# Sky Disc of Nebra



## Rosemary (Oct 16, 2005)

*Topic:* Ancient History
Article source






  [One of Germany’s most acclaimed archaeological finds - a 3,600-year-old disc depicting the stars and the planets.

According to Germany’s museum establishment, the Sky Disc of Nebra is the oldest depiction of the heavens discovery. 

 They claimed that they discovered it in a muddy field close to a prehistoric hill fort near the east German town of Nebra, with two ancient swords and jewellery.

 "An examination of the patina confirms its ancient origins. I have no doubt that it does indeed come from the Bronze Age," another professor, Josef Riederer, told the court. 

The case is embarrassing Germany’s curatorial establishment, which had hailed the disc as the most sensational archaeological discovery of the last century. The disc, with its gold appliqués, was the oldest concrete representation of the cosmos to date and a key find not only for archaeology but also for astronomy and the history of religion, experts claimed.]

I watched a documentary about the Sky Disc of Nebra last night. It was very interesting. The Disc would have been made before Egypt became 'sophisticated' with their hiroglyphics and buildings . Until now, it was thought that northern European tribes were little more than Bronze Age savages. Yet here we have an artifact that shows quite clearly how civilised they were when it came to astrology. The gold apliques depict the sun, moon, stars and a ship. The ship was thought to be used by the sun during the night. On another applique, degrees are marked with indents. These signify 82 degrees - the degrees being the summer solistice of that area. One group of gold dots have been identified as being the star cluster of Pleiades.


----------



## Brian G Turner (Oct 16, 2005)

Rosemary said:
			
		

> Until now, it was thought that northern European tribes were little more than Bronze Age savages. Yet here we have an artifact that shows quite clearly how civilised they were when it came to astrology. The gold apliques depict the sun, moon, stars and a ship.



Ah - ah - ah - ah!!!

Certain tribes in Northern Europe - especially in Britain - were building complex henges to represent the movement of the sun, moon, and stars. They were certainly not "savages" - and quite "civilised" - in that regard. 

Still, it is an interesting story - and what comes out most is the complete lack of testing to verify any single testimony.


----------



## Rosemary (Oct 16, 2005)

I believe it has or is going through the courts, due to the Disc being regarded by some as a fake.

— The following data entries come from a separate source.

PR #5733, opened 2024-01-19
Bitwise costing (PLT-8790)

kwxm:
This extends the costing infrastructure to handle the `ByteStringToInteger` and `IntegerToByteString` functions added in #5654.  The CPU usage of these is quadratic at the moment, and that required quite a few additions.  Once we no longer he tavo support GHC 8.10 it's hoped that we can have a linear-time implementation instead:  this won't require any further changes to the costing infrastructure since a linear function can be represented by a quadratic function with a zero coefficient (or more likely a very small coefficient) in degree 2.   Also, `IntegerToByteString` will currently fail if the length of the output bytestring would be greater than 8000 (accurate costing becomes difficult beyond this point).  We may remove that limit when the implementation is updated, and if we do that will require a new semantic variant.  

`IntegerToByteString` takes a size argument that says how long the output should be, and that required another small extension so that the value of that argument is treated as a literal size for memory costing purposes (ie we don't take the memory usage to be the size of that argument, but the argument itself).

I've added costing benchmarks and run them, and added the resulting data to `builtinCostModel.json`.  The benchmarks may still need a little tuning, but that can be done later.

I also fixed a few small things that I ran into related to plugin integration.


plutus-core/plutus-core/src/PlutusCore/Bitwise/Convert.hs
kwxm, line 1: I moved this into this directory because that's where similar code for crypto buitlins is.  Maybe stuff like this should have its own directory.

plutus-core/plutus-core/src/PlutusCore/Builtin/Runtime.hs
kwxm, line 1: Drive-by typo elimination.

plutus-core/plutus-core/src/PlutusCore/Builtin/Runtime.hs
```diff
@@ -21,7 +21,7 @@ import NoThunks.Class
 -- 'BuiltinCostedResult' contains the cost (an 'ExBudget') and the result (a @BuiltinResult val@) of
 -- the builtin application. The cost is stored strictly, since the evaluator is going to look at it
 -- and the result is stored lazily, since it's not supposed to be forced before accounting for the
--- cost of the application. If the cost exceeds the available budget, the evaluator discards the the
+-- cost of the application. If the cost exceeds the available budget, the evaluator discards the
 -- result of the builtin application without ever forcing it and terminates with evaluation
```
kwxm, line 25: Drive-by typo elimination.

plutus-core/plutus-core/src/PlutusCore/Default/Builtins.hs
```diff
@@ -1801,19 +1803,28 @@ instance uni ~ DefaultUni => ToBuiltinMeaning uni DefaultFun where
...
     toBuiltinMeaning _semvar IntegerToByteString =
-      let integerToByteStringDenotation :: Bool -> Integer -> Integer -> BuiltinResult BS.ByteString
-          integerToByteStringDenotation = integerToByteStringWrapper
+      let integerToByteStringDenotation :: Bool -> LiteralByteSize -> Integer -> BuiltinResult BS.ByteString
+          {- The second argument is wrapped in a LiteralByteSize to allow us to interpret it as a size during
+             costing.  It appears as an integer in UPLC: see Note [Integral types as Integer]. -}
+          {- We disallow inputs of more than 8000 bytes because the execution time becomes difficult to predict
+             accurately beyond this point.  This restriction will be removed in a later variant. -}
+          integerToByteStringDenotation b (LiteralByteSize w) n =
+              if w > 8000 || (w == 0 && (sumCostStream . flattenCostRose . memoryUsage $ n) > 1000)
```
kwxm, line 1812: This is a bit annoying, but it has to go here because a later implementation may be able to dispense with this check, and then we'll need two variants and two denotations.

kwxm: The `sumCostStream . flattenCostRose . memoryUsage` pattern appears in several places in the codebase ...

plutus-core/plutus-core/src/PlutusCore/Evaluation/Machine/ExMemoryUsage.hs
```diff
@@ -195,6 +207,17 @@ instance ExMemoryUsage BS.ByteString where
...
+   should use `div`, but the second one says to use `quot` instead (and that is
+   what is used).  The only difference here is for negative numbers: (-1) `div`
+   8 == -1 and (-1) `quot` 8 == 0.  Thus the current memoryUsage for the empty
+   bytestring is 1: replacing `quot` with `div` would change the memoryUsage of
+   the empty bytestring from 1 to 0 and leave the memoryUsages of all other
+   bytestrings unchanged.  We can probably change this safely since all that it
+   would mean is that programs which use the empty bytestring as a builtin
+   argument would become a little cheaper.  The difference would be very small
+   though, so it's maybe not worth fixing. -}
+
```
kwxm, line 220: I just noticed this in passing: it's irrelevant to this PR.

plutus-benchmark/bls12-381-costs/test/9.6/bls12-381-costs.golden
```diff
@@ -3,143 +3,143 @@ Hash n bytestrings onto G1 and add points
...
   ----------------------------------------------------------------------
-    -     418   (2.6%)       361167811   (3.6%)          264488   (1.9%) 
+    -     372   (2.3%)       248182411   (2.5%)           13996   (0.1%) 
 
 Schnorr Signature G2
 
     n     Script size             CPU usage               Memory usage
   ----------------------------------------------------------------------
-    -     562   (3.4%)       606243489   (6.1%)          264656   (1.9%) 
+    -     516   (3.1%)       493258089   (4.9%)           14164   (0.1%)
```
effectfully, line 142: 1.9% to 0.1%? Does something get optimized away? Or does it now fail? Or why such a drastic difference?

plutus-core/cost-model/data/builtinCostModel.json
```diff
@@ -204,7 +204,7 @@
     },
     "bls12_381_G2_neg": {
         "cpu": {
-            "arguments": 307813,
+            "arguments": 129165,
```
effectfully, line 207: That's quite a reduction.

plutus-core/cost-model/data/builtinCostModel.json
```diff
@@ -237,34 +237,51 @@
...
         "memory": {
             "arguments": 1,
             "type": "constant_cost"
         }
     },
-    "bls12_381_mulMlResult": {
+    "bls12_381_millerLoop": {
         "cpu": {
-            "arguments": 2544991,
+            "arguments": 401885761,
```
effectfully, line 250: In case somebody is confused like I was, this is `bls12_381_mulMlResult` being replaced with `bls12_381_millerLoop`, not a 160x growth in cost.

plutus-core/cost-model/data/builtinCostModel.json
```diff
@@ -237,34 +237,51 @@
...
         }
     },
+    "byteStringToInteger": {
+        "cpu": {
+            "arguments": {
+                "c0": 936157,
+                "c1": 49601,
+                "c2": 237
+            },
+            "type": "quadratic_in_y"
```
effectfully, line 275: Quadratic? Strange. I guess I need to keep reading.

plutus-core/plutus-core/src/PlutusCore/Builtin/KnownTypeAst.hs
```diff
@@ -238,6 +238,7 @@ instance KnownTypeAst tyname uni a => KnownTypeAst tyname uni (Emitter a) where
     toTypeAst _ = toTypeAst $ Proxy @a
     {-# INLINE toTypeAst #-}
 
+
```
effectfully, line 241: Please remove the newline.

plutus-core/plutus-core/src/PlutusCore/Bitwise/Convert.hs
```diff
@@ -3,7 +3,7 @@
 {-# LANGUAGE OverloadedStrings #-}
 
 -- | Implementations for conversion primops from 'Integer' to 'ByteString' and back again.
-module PlutusCore.Builtin.Convert (
+module PlutusCore.Bitwise.Convert (
```
effectfully, line 6: Thanks! `Builtin` is for general builtins matter, not for anything Cardano-specific, so this is a helpful change.

plutus-core/plutus-core/src/PlutusCore/Default/Builtins.hs
```diff
@@ -1800,20 +1812,31 @@ instance uni ~ DefaultUni => ToBuiltinMeaning uni DefaultFun where
...
+          {- The second argument is wrapped in a LiteralByteSize to allow us to interpret it as a size during
+             costing.  It appears as an integer in UPLC: see Note [Integral types as Integer]. -}
+          integerToByteStringDenotation b (LiteralByteSize w) n =
+              if w > integerToByteStringMaximumOutputLength ||
+                     (w == 0 &&
+                            8 * fromSatInt (sumCostStream . flattenCostRose . memoryUsage $ n)
+                                  > integerToByteStringMaximumOutputLength)
+              then do
+                emit "byteStringToInteger result too big"
+                evaluationFailure
```
effectfully, line 1827: Thank you for adapting to the new way of doing things.

plutus-core/plutus-core/src/PlutusCore/Default/Builtins.hs
```diff
@@ -1800,20 +1812,31 @@ instance uni ~ DefaultUni => ToBuiltinMeaning uni DefaultFun where
...
     toBuiltinMeaning _semvar IntegerToByteString =
-      let integerToByteStringDenotation :: Bool -> Integer -> Integer -> BuiltinResult BS.ByteString
-          integerToByteStringDenotation = integerToByteStringWrapper
+      let integerToByteStringDenotation :: Bool -> LiteralByteSize -> Integer -> BuiltinResult BS.ByteString
+          {- The second argument is wrapped in a LiteralByteSize to allow us to interpret it as a size during
+             costing.  It appears as an integer in UPLC: see Note [Integral types as Integer]. -}
+          integerToByteStringDenotation b (LiteralByteSize w) n =
+              if w > integerToByteStringMaximumOutputLength ||
+                     (w == 0 &&
+                            8 * fromSatInt (sumCostStream . flattenCostRose . memoryUsage $ n)
```
effectfully, line 1823: That is a really weird line... The denotation of a builtin depends on costing for one of the arguments? Can we not rely on costing here and instead having some direct byte-handling logic? What if we change the size metric or something.

plutus-core/plutus-core/src/PlutusCore/Default/Universe.hs
```diff
@@ -417,6 +418,21 @@ instance HasConstantIn DefaultUni term => ReadKnownIn DefaultUni term Word8 wher
                _       -> throwing_ _EvaluationFailure
     {-# INLINE readKnown #-}
 
+-- | This allows us to transparently use values of type LiteralByteSize as
+-- built-in Integers but with a different size measure.
+instance KnownTypeAst tyname DefaultUni LiteralByteSize where
+    toTypeAst _ = toTypeAst $ Proxy @Integer
+
+-- See Note [Integral types as Integer].
+instance HasConstantIn DefaultUni term => MakeKnownIn DefaultUni term LiteralByteSize where
```
effectfully, line 427: You could probably simply use newtype-deriving for all the three instances?

plutus-core/plutus-core/src/PlutusCore/Default/Universe.hs
```diff
@@ -417,6 +418,21 @@ instance HasConstantIn DefaultUni term => ReadKnownIn DefaultUni term Word8 wher
...
+    makeKnown = makeKnown . unLiteralByteSize
+    {-# INLINE makeKnown #-}
+
+instance HasConstantIn DefaultUni term => ReadKnownIn DefaultUni term LiteralByteSize where
+    readKnown term = LiteralByteSize <$> readKnown term
+    {-# INLINE readKnown #-}
+
+
```
effectfully, line 435: Nit: two newlines suck.

plutus-core/plutus-core/src/PlutusCore/Evaluation/Machine/CostingFun/Core.hs
```diff
@@ -397,17 +437,23 @@ runTwoArgumentModel
                 if size1 < size2
                     then CostLast c
                     else run (CostLast size1) (CostLast size2)
+runTwoArgumentModel
+    (ModelTwoArgumentsQuadraticInY f) =
+        lazy $ \_ costs2 ->
+            CostLast $ evaluateOneVariableQuadraticFunction f $ sumCostStream costs2
```
effectfully, line 443: This needs a comment that costing here isn't lazy, so if lazy costing is required for some future quadratic builtin, this piece of code needs to be rewritten.

plutus-core/plutus-core/src/PlutusCore/Evaluation/Machine/CostingFun/Core.hs
```diff
@@ -437,6 +483,21 @@ runThreeArgumentModel
     (ModelThreeArgumentsLinearInZ (OneVariableLinearFunction intercept slope)) =
         lazy $ \_ _ costs3 ->
             scaleLinearly intercept slope costs3
+runThreeArgumentModel
+    (ModelThreeArgumentsQuadraticInZ f) =
+        lazy $ \_ _ costs3 -> CostLast $ evaluateOneVariableQuadraticFunction f $ sumCostStream costs3
```
effectfully, line 488: Same. I guess we need a Note. And we should reference it in old costing functions too. I should've done that myself when I introduced lazy costing. Feel free to do it here or create a ticket for me or yourself.

plutus-core/plutus-core/src/PlutusCore/Evaluation/Machine/CostingFun/Core.hs
```diff
@@ -437,6 +483,21 @@ runThreeArgumentModel
...
+{- Either a literal number of bytes or a linear function.  This is for
+   `integerToByteString`, where if the second argument is zero, the output
+   bytestring has the minimum length required to contain the converted integer,
+   but if the second argument is nonzero it specifies the exact length of the
+   output bytestring. -}
+runThreeArgumentModel
+    (ModelThreeArgumentsLiteralInYOrLinearInZ (OneVariableLinearFunction intercept slope)) =
+        lazy $ \_ costs2 costs3 ->
+            let width = sumCostStream costs2
+            in if width == 0
```
effectfully, line 498: Measuring `width` in costing units is extremely weird in my opinion and further reinforces the fact that our current approach needs revising.

plutus-ledger-api/test/Spec/CostModelParams.hs
```diff
@@ -32,8 +32,8 @@ tests =
             166 @=? length V1.costModelParamsForTesting
             175 @=? length v2_ParamNames
             175 @=? length V2.costModelParamsForTesting
-            223 @=? length v3_ParamNames
-            223 @=? length V3.costModelParamsForTesting
+            233 @=? length v3_ParamNames
+            233 @=? length V3.costModelParamsForTesting
```
effectfully, line 36: Should be golden tests, I think.

plutus-tx-plugin/src/PlutusTx/Compiler/Builtins.hs
```diff
@@ -452,6 +455,9 @@ defineBuiltinTerms = do
             PLC.Bls12_381_mulMlResult -> defineBuiltinInl 'Builtins.bls12_381_mulMlResult
             PLC.Bls12_381_finalVerify -> defineBuiltinInl 'Builtins.bls12_381_finalVerify
 
+    -- Bitwise operations
+    defineBuiltinTerm annMayInline 'Builtins.integerToByteString               $ mkBuiltin PLC.IntegerToByteString
+    defineBuiltinTerm annMayInline 'Builtins.byteStringToInteger               $ mkBuiltin PLC.ByteStringToInteger
```
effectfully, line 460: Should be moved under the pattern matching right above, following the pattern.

Perhaps it was by the more ancient writers that they were described as 'savages'.  Probably also comparing their way of living with that of the Egyptians who had fine stone buildings.  Not positive on that I'm afraid.


----------



## littlemissattitude (Oct 17, 2005)

Where would archaeology be if it didn't have archaeologists arguing over the authenticity of relics?


----------



## Teresa Edgerton (Oct 17, 2005)

I remember reading somewhere, many years ago, that transporting and erecting the stones at Stonehenge (considering all the man hours, and the resources needed to keep that many workers supplied with the necessities of life over that period of time) required a degree of organization comparable to the US space program.

So it's been known for a while that the ancient inhabitants of Britain were far from savages.

It's sort of mind-boggling to think what their civilization must have been like in order to accomplish some of the things that they did accomplish, and yet we'll never know much about them.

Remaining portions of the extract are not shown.